Effects of acute inhalation of aerosols generated during resistance spot welding with mild-steel on pulmonary, vascular and immune responses in rats

Abstract

Spot welding is used in the automotive and aircraft industries, where high-speed, repetitive welding is needed to join thin sections of metal. Epoxy adhesives are applied as sealers to the metal seams. Pulmonary function abnormalities and airway irritation have been reported in spot welders, but no animal toxicology studies exist. Therefore, the goal of this study was to investigate vascular, immune and lung toxicity measures after exposure to these metal fumes in an animal model. Male Sprague-Dawley rats were exposed by inhalation to 25 mg/m³ to either mild-steel spot welding aerosols with sparking (high metal, HM) or without sparking (low metal, LM) for 4 h/d for 3, 8 and 13 d.

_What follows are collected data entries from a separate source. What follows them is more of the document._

PR #3306, opened 2023-01-13
add first version of rgr sandwich

arlyon:
Hi!

This is a proof-of-concept for the rust-go-rust sandwich. It successfully ports the `GetTurboDataDir` function onto the rust side, and exposes it via a single statically-linked library `turborepo_ffi` along with bindings for it. It is expected that anything we need via FFI and the accompanying glue code can live here, so we can put the needed functionality into the right places in rust-land and just re-expose a simple API here.

There are still a number of things that we need to do to finish this work:

- [x] set up gitignore and decide how to integrate the various parts into the toolchain. we use `swig` to generate the go bindings which needs to be re-run when changing any function signatures, so we'll have to decide if we want that to be a required part of the toolchain or optional. things that need to be ignored: libturborepo_ffi.a, bindings.h (?), messages.pb.go (?), swig_wrap.cxx (?), turborepo_ffi.go (?)
- [ ] ~~update the build.rs file for turborepo to statically build and move `libturborepo_ffi` and associated artifacts into the go module~~ (handled in the makefile)
- [x] set up proto generation properly for the go side
- [x] clean up go.mod (some bits leaked in from testing)
- [x] figure out a strategy for opting in by setting the go build `-tag` (perhaps enable it by default for canary builds...?)

That said, it's working on both ends using a nice generic interface.

https://github.com/vercel/turbo/blob/66f3d527f57d09594b1275964bca90e58162cb92/crates/turborepo-ffi/src/lib.rs#L5-L32

https://github.com/vercel/turbo/blob/66f3d527f57d09594b1275964bca90e58162cb92/cli/internal/ffi/util.go#L10-L26

Usage looks something like the following:

https://github.com/vercel/turbo/blob/66f3d527f57d09594b1275964bca90e58162cb92/crates/turborepo-ffi/src/lib.rs#L41-L50

https://github.com/vercel/turbo/blob/66f3d527f57d09594b1275964bca90e58162cb92/cli/internal/fs/get_turbo_data_dir_rust.go#L11-L18

### Implementation Details

- we use go build tags to define which code path to use. When defining the 'go' tag, then the native go implementation is used. When defining the 'rust' tag, then we use ffi. This can be controlled in make via the cli using `GO_TAG=rust`
- the Buffer type is a simple rust struct that contains a lenth and a pointer to some data. we can wrap that in some simple code to serialize and deserialize a particular protobuf message, handling cleanup etc.

### How to try it out:

```sh
make turbo GO_TAG=rust
```

The rust implementation of GetTurboDataDir will print out the path whenever it is called, to verifiy it is being used.


crates/turborepo-ffi/src/lib.rs
```diff
@@ -0,0 +1,49 @@
...
+    len: u32,
+    data: *mut u8,
+}
+
+impl<T: prost::Message> From<T> for Buffer {
+    fn from(value: T) -> Self {
+        let mut bytes = value.encode_to_vec();
+        let data = bytes.as_mut_ptr();
+        let len = bytes.len() as u32;
+        std::mem::forget(bytes);
```
chris-olszewski, line 17: This feels off to me. If I'm understanding `mem::forget` this means `Buffer::from(message)` assumes the constructed `data` will be passed to another language that will free the data once it's used. Would it be safer to forget the right before we pass it back?

Maybe [`ManuallyDrop`](https://doc.rust-lang.org/std/mem/struct.ManuallyDrop.html) would be good here to signal this expectation?

crates/turborepo-ffi/build.rs
```diff
@@ -0,0 +1,13 @@
...
+fn main() -> Result<()> {
+    let crate_dir = std::env::var("CARGO_MANIFEST_DIR").unwrap();
+
+    cbindgen::Builder::new()
+        .with_crate(crate_dir)
+        .generate()
+        .expect("Unable to generate bindings")
+        .write_to_file("bindings.h");
+
+    prost_build::compile_protos(&["messages.proto"], &["."])?;
```
tknickman, line 11: Should we make sure this is done on commit?

cli/Makefile
```diff
@@ -17,15 +17,37 @@ GO_FLAGS += -trimpath
...
+	 && cp ffi.go ../../cli/internal/ffi\
+	 && cp -r ffi/proto ../../cli/internal/ffi
+
+# since swig 4.1.0 intgosize is no longer needed, but gh
+# actions on ubuntu and windows still use 4.0.2
+swig: turborepo-ffi
+	cd ../crates/turborepo-ffi && swig -go -cgo -intgosize 64 -c++ swig.i
+
+turborepo-ffi:
+	cd ../crates/turborepo-ffi && cargo build --release
```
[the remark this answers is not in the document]
arlyon: Main goal was consistency really, but I believe specifying the package would work too

crates/turborepo-ffi/src/lib.rs
```diff
@@ -0,0 +1,50 @@
...
+        // protobuf has a fairly strict schema so overrunning or underrunning the byte
+        // array will not cause any major issues, that is to say garbage in
+        // garbage out
+        let mut slice = unsafe { std::slice::from_raw_parts(self.data, self.len as usize) };
+        T::decode(&mut slice)
+    }
+}
+
+// #[no_mangle]
+// pub extern "C" fn glob(args: Buffer) -> Buffer {
```
NicholasLYang, line 35: What's happening with this code? Are we porting globs too?

NicholasLYang (approved):
Looks great! Only a nit about some commented out code.

chris-olszewski (approved):

cli/internal/ffi/ffi.go
```diff
@@ -0,0 +1,69 @@
...
+	b.len = C.uint(len(bytes))
+	b.data = (*C.uchar)(C.CBytes(bytes))
+	return b
+}
+
+func GetTurboDataDir() string {
+	buffer := C.get_turbo_data_dir()
+	resp := ffi_proto.TurboDataDirResp{}
+	Unmarshal(buffer, resp.ProtoReflect().Interface())
+	fmt.Printf("rust turbo data dir: %s\n", resp.Dir)
```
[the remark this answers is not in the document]
arlyon: perhaps we can get rid of it when we start releasing builds with it? Its handy to prove the execution path is set up

cli/Makefile
```diff
@@ -17,15 +17,31 @@ GO_FLAGS += -trimpath
...
-	CGO_ENABLED=1 go build $(GO_FLAGS) -o go-turbo$(EXT) ./cmd/turbo
+go-turbo$(EXT): $(GENERATED_FILES) $(SRC_FILES) go.mod turborepo-ffi-install
+	CGO_ENABLED=1 go build $(GO_FLAGS) -tags $(GO_TAG) -o go-turbo$(EXT) ./cmd/turbo
+
+.PHONY: turborepo-ffi-install
+turborepo-ffi-install: turborepo-ffi turborepo-ffi-proto
+	cd ../crates/turborepo-ffi\
+	 && cp bindings.h ../../cli/internal/ffi\
+	 && cp ../../target/release/libturborepo_ffi.a ../../cli/internal/ffi\
+	 && cp -r ffi/proto ../../cli/internal/ffi
```
ForsakenHarmony, line 38:
```suggestion
	cp -r \
		../crates/turborepo-ffi/bindings.h \
		../crates/turborepo-ffi/ffi/proto \
		../target/release/libturborepo_ffi.a \
		internal/ffi
```
I'd do it that way

cli/Makefile
```diff
@@ -17,15 +17,31 @@ GO_FLAGS += -trimpath
...
+
+turborepo-ffi:
+	cd ../crates/turborepo-ffi && cargo build --release
+
+turborepo-ffi-proto:
```
ForsakenHarmony, line 43: these make targets should also have a `.PHONY` as they don't generate a file of the same name?

cli/Makefile
```diff
@@ -17,15 +17,31 @@ GO_FLAGS += -trimpath
...
 GO_FILES = $(shell find . -name "*.go")
 SRC_FILES = $(shell find . -name "*.go" | grep -v "_test.go")
 GENERATED_FILES = internal/turbodprotocol/turbod.pb.go internal/turbodprotocol/turbod_grpc.pb.go
 
 turbo: go-turbo$(EXT)
 	cargo build --manifest-path ../crates/turborepo/Cargo.toml
 
-go-turbo$(EXT): $(GENERATED_FILES) $(SRC_FILES) go.mod
-	CGO_ENABLED=1 go build $(GO_FLAGS) -o go-turbo$(EXT) ./cmd/turbo
+go-turbo$(EXT): $(GENERATED_FILES) $(SRC_FILES) go.mod turborepo-ffi-install
```
ForsakenHarmony, line 30: Needs a new target that can get called from the `turborepo-lib` build script without potentially calling `cargo`

cli/internal/ffi/bindings.h
```diff
@@ -0,0 +1,11 @@
+#include <stdarg.h>
```
ForsakenHarmony, line 1: if these files are generated they probably should not be in the .gitignore

crates/turborepo-ffi/Cargo.toml
```diff
@@ -0,0 +1,16 @@
+[package]
+name = "turborepo-ffi"
```
ForsakenHarmony, line 2: Add this as a dependency to `turborepo`

cli/internal/ffi/bindings.h
arlyon: Should, or shouldn't be? We have been checking in go proto files so I decided to include it.

cli/Makefile
arlyon: I am experimenting with just always building turborepo-ffi in its own `target` dir since it's not _really_ part of the dependency tree...

cli/internal/ffi/bindings.h
nathanhammond: (Current state seems correct to me.)

crates/turborepo-ffi/messages.proto
```diff
@@ -0,0 +1,24 @@
...
+message GlobResp {
+  oneof response {
+    GlobRespList files = 1;
+    string error = 2;
+  }
+}
+
+message GlobRespList {
+  repeated string files = 1;
+}
```
nathanhammond, line 24: I believe that these are unused right now? I believe we should drop them from this PR.

cli/Makefile
nathanhammond: It's a transitive dependency, but Go doesn't know how to build it.

I don't have a strong opinion here.

cli/Makefile
```diff
@@ -17,15 +17,33 @@ GO_FLAGS += -trimpath
...
+	      ../crates/turborepo-ffi/target/release/libturborepo_ffi.a \
+	      ./internal/ffi
+
+.PHONY: turborepo-ffi
+turborepo-ffi:
+	cd ../crates/turborepo-ffi && CARGO_TARGET_DIR=./target cargo build --release
+
+.PHONY: turborepo-ffi-proto
+turborepo-ffi-proto:
+	cd ../crates/turborepo-ffi && protoc --go_out=. messages.proto
```
nathanhammond, line 46: Mild preference for this, which is untested but I think it works:

```suggestion
	cd ../crates/turborepo-ffi && protoc --go_out=$(CLI_DIR)/ffi/proto messages.proto
```

cli/internal/ffi/ffi.go
```diff
@@ -0,0 +1,75 @@
...
+	if err := proto.Unmarshal(bytes, c); err != nil {
+		return err
+	}
+
+	b.Free()
+
+	return nil
+}
+
+// Marshal consumes a proto.Message and returns a bufferfire
```
nathanhammond, line 29: Is a bufferfire similar to a dumpster fire?

cli/internal/ffi/ffi.go
```diff
@@ -0,0 +1,75 @@
...
+import (
+	"reflect"
+	"unsafe"
+
+	ffi_proto "github.com/vercel/turbo/cli/internal/ffi/proto"
+	"google.golang.org/protobuf/proto"
+)
+
+// Unmarshal consumes a buffer and parses it into a proto.Message
+func Unmarshal[M proto.Message](b C.Buffer, c M) error {
```
nathanhammond, line 18: I _think_ this is our first generic into the Go codebase. I don't think it matters anymore, but I want to make sure we didn't just break linting.

/cc @gsoltis

nathanhammond, line 18: Can we rename these variables? We're not at a limit on characters and `b C.Buffer, c M` is unnecessarily cryptic.

cli/internal/ffi/ffi.go
```diff
@@ -0,0 +1,75 @@
...
+
+	return toBuffer(bytes)
+}
+
+func (c C.Buffer) Free() {
+	C.free(unsafe.Pointer(c.data))
+}
+
+// rather than use C.GoBytes, we use this function to avoid copying the bytes,
+// since it is going to be immediately Unmarshalled into a proto.Message
```
nathanhammond, line 46: This is clever. I still kinda prefer `GoBytes` in spite of the bonus copy.

nathanhammond (commented):
This landed while I was mid-review.

PR #3320, opened 2023-01-15
Add minimal source map for css modules locals js

ahabhgk:


crates/turbopack-css/src/module_asset.rs
```diff
@@ -193,21 +197,37 @@ impl EcmascriptChunkItem for ModuleChunkItem {
...
                 }
             }
         }
         .cell())
     }
 }
+
+fn generate_minimal_source_map(filename: String, source: String) -> ParseResultSourceMapVc {
+    let sm: Arc<SourceMap> = Default::default();
+    sm.new_source_file(FileName::Custom(filename), source);
```
jridgewell, line 230: Since this isn't really a source map, could this just be an empty `source` string?

ahabhgk: There will be a error displayed in the chrome's dev tools, maybe we can leave a message as a placeholder of the `source` string, any suggestions for the message?
Screen Shot 2023-01-16 at 10 43 40

jridgewell: Actually, I guess this is fine.

crates/turbopack-css/src/module_asset.rs
```diff
@@ -193,21 +197,37 @@ impl EcmascriptChunkItem for ModuleChunkItem {
...
+    let map = ParseResultSourceMap::new(sm, vec![(BytePos(1), LineCol { line: 0, col: 0 })]);
```
sokra, line 231: For breakpoints and stepping to work correctly you at least need to generate a SourceMapping per line.

sokra (changes requested):

crates/turbopack-css/src/module_asset.rs
ahabhgk: I changed this to use parse and emit to generate the source map, which made the source map not minimal and have more cost for performance, or do you suggest create the mappings with traversing the `source` line by line? It seems inconvenient but more performance.

jridgewell: I think his suggestion was to add multiple items to this `vec` to represent each line of the output source file. If your interested in undo the changes, this should be as simple as a `source.lines()` and build up all the lines.

ahabhgk: I will undoing the changes and have a try later when I have free time.

crates/turbopack-tests/tests/snapshot/css/css/output/8697f_foo_style.module.css.js.map
```diff
@@ -1,4 +1,6 @@
 {
   "version": 3,
-  "sections": []
+  "sections": [
+    {"offset": {"line": 4, "column": 0}, "map": {"version":3,"sources":["/crates/turbopack-tests/tests/snapshot/css/css/input/node_modules/foo/style.module.css.js"],"sourcesContent":["__turbopack_export_value__({\n  \"foo-module-style\": \"foo-module-style◽[project]/crates/turbopack-tests/tests/snapshot/css/css/input/node_modules/foo/style.module.css\",\n});\n"],"names":[],"mappings":"AAAA;AAA4B;AAC4G"}},
```
sokra:
```suggestion
    {"offset": {"line": 4, "column": 0}, "map": {"version":3,"sources":["/crates/turbopack-tests/tests/snapshot/css/css/input/node_modules/foo/style.module.css.js"],"sourcesContent":["__turbopack_export_value__({\n  \"foo-module-style\": \"foo-module-style◽[project]/crates/turbopack-tests/tests/snapshot/css/css/input/node_modules/foo/style.module.css\",\n});\n"],"names":[],"mappings":"AAAA;AACA;AACA"}},
```

sokra (approved):
Was just about to tell you about `lines()` and line endings, but you already fixed it

sokra:
Thanks

PR #3324, opened 2023-01-16
improve resolveAlias to allow conditions to allow to apply aliases to…

sokra:
… client/server only


crates/next-core/src/next_import_map.rs
```diff
@@ -28,6 +32,7 @@ pub async fn get_next_client_import_map(
         &mut import_map,
         project_path,
         next_config.resolve_alias_options(),
+        true,
```
ForsakenHarmony, line 35: Maybe we could use an enum, booleans are quite hard to read in function calls

wbinnssmith (approved):

PR #3325, opened 2023-01-16
rename turbopackWebpackLoaders to turbopackLoaders

sokra:
since they don't have exactly the same API


ForsakenHarmony:
But do we want to keep this as the official loader API?
Probably not, so `turbopackLoaders` doesn't seem like the best name

sokra:
> But do we want to keep this as the official loader API?

It's only to get front working. We need to decide on an official API/configuration.

PR #3326, opened 2023-01-16
improve SSR data handling for pages

sokra:


ForsakenHarmony (approved):

sokra:
> Does it make a difference? `_app` and `_document` would have been parsed already
> 
> This kinda seems like a micro optimization

For client side navigation we only need data, so we can create smaller bundles and faster execution.

But the real reason is that the data transform removes the components from all files in the pages directory, including `_app`. It crashed when proving undefined for App.

PR #3327, opened 2023-01-16
add stack traces to console.error and console.warn

sokra:
also see WEB-429 to reduce duplication


ForsakenHarmony (approved):
Why do we want this?

sokra:
see #4028

PR #3333, opened 2023-01-16
allow hiding error overlay with resolve errors

ForsakenHarmony:


ForsakenHarmony:
* main
  * **PR #3333** <a href="https://app.graphite.dev/github/pr/vercel/turbo/3333" target="_blank">Graphite</a>  👈

This comment was auto-generated by [Graphite](https://app.graphite.dev/github/pr/vercel/turbo/3333?utm_source=stack-comment).

crates/next-core/js/src/overlay/internal/container/Errors.tsx
```diff
@@ -154,8 +154,10 @@ export function Errors({ issues, errors }: ErrorsProps) {
   );
 
   const hasIssues = issues.length !== 0;
-  const hasIssueWithError = issues.some((issue) =>
-    ["bug", "fatal", "error"].includes(issue.severity)
+  const hasIssueWithError = issues.some(
+    (issue) =>
+      ["bug", "fatal", "error"].includes(issue.severity) &&
+      !(issue.severity === "error" && issue.category === "resolve")
```
alexkirsz, line 160: Could you add a short comment explaining why we don't consider resolve issues as errors?

alexkirsz (approved):

crates/next-core/js/src/overlay/internal/container/Errors.tsx
sokra: I think we shouldn't use the category for that decision. This should be encoded in the `severity` only. So:
* reduce resolve errors to `warning`, or
* allow to hide `error`s in general

I feel like resolve errors are a bit weak as `warnings`. So I would prefer keeping them errors.

Maybe we need a new severity type that is between `fatal` and `error`.

For reference the descriptions of the error types:

```
            IssueSeverity::Fatal => "unrecoverable problem",
            IssueSeverity::Error => "problem that cause a broken result",
            IssueSeverity::Warning => "problem should be addressed in short term",
```

There would be space for a `problem that cause a partial broken result`...

sokra (changes requested):

crates/next-core/js/src/overlay/internal/container/Errors.tsx
ForsakenHarmony: I accidentally unmarked this as a draft, just wanted to keep this around because I needed it at some point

Shams were exposed to filtered air. Bronchoalveolar lavage (BAL), lung gene expression and ex vivo BAL cell challenge were performed to assess lung toxicity. Lung resistance (R(L)) was evaluated before and after challenge with inhaled methacholine (MCh). Functional assessment of the vascular endothelium in isolated rat tail arteries and leukocyte differentiation in the spleen and lymph nodes via flow cytometry was also done. Immediately after exposure, baseline R(L) was significantly elevated in the LM spot welding aerosols, but returned to control level by 24 h postexposure. Airway reactivity to MCh was unaffected. Lung inflammation and cytotoxicity were mild and transient. Lung epithelial permeability was significantly increased after 3 and 8 d, but not after 13 d of exposure to the HM aerosol. HM aerosols also caused vascular endothelial dysfunction and increased CD4+, CD8+ and B cells in the spleen. Only LM aerosols caused increased IL-6 and MCP-1 levels compared with sham after ex vivo LPS stimulation in BAL macrophages. Acute inhalation of mild-steel spot welding fumes at occupationally relevant concentrations may act as an irritant as evidenced by the increased R(L) and result in endothelial dysfunction, but otherwise had minor effects on the lung.

Keywords: Cardiovascular; inhalation studies; particulate matter; volatile organic compounds; welding.

Figure 1

Effect of LM and HM resistance spot welding aerosols on baseline lung resistance (R_L) in rats immediately (0 h) or 24 h after exposure to 25 mg/m³ for 4 h/d for 8 d. Values are mean ± standard error (n = 6–8 per group). Significance from sham 0 h at *p<0.05.

Figure 2

Representative images of cytospin-stained lung BAL cells recovered at 24 h after 3 and 13 d of exposure to 25 mg/m³ for 4 h/d to LM (panels A and C) and HM (panels B and D) spot welding aerosols.

Figure 3

Effect of LM and HM resistance spot welding aerosols on total cell counts (panel A), LDH (panel B) and albumin (panel C) measured in the BAL at 24 h after 3, 8 and 13 d of exposure to 25 mg/m³ for 4 h/d. Data are presented as percent of sham and values are mean ± standard error (n = 4–8 per group). Significance at *p<0.05.

Figure 4

Effect of ex vivo stimulation by LPS on IL-6 and MCP-1 protein levels from lung macrophages harvested by BAL 24 h after 13 d of exposure to 25 mg/m³ for 4 h/d to LM (panels A and B) and HM (panels C and D) resistance spot welding aerosols. Values are mean ± standard error (n = 4 per group). Significance at *p<0.05 between LPS-stimulated and non-stimulated (i.e. baseline) groups. Significance at #p<0.05 between LPS-stimulated sham and LM groups.

Figure 5

Effect of LM and HM resistance spot welding aerosols on total splenocyte number (panel A) and populations of CD4+, CD8+ and B cells (panels B and C) harvested from spleens 24 h after 13 d of exposure to 25 mg/m³ for 4 h/d. Values are mean ± standard error (n = 4 or 8 per group). Significant difference from sham at *p<0.05.

Figure 6

Pre-constricted rat tail arteries after exposure to 25 mg/m³ for 4 h/d of HM (panel A) and LM (panel B) resistance spot welding aerosols to increasing concentrations of ACh. Values are mean ± standard error (n = 4 per group). Significance from sham at *p<0.05.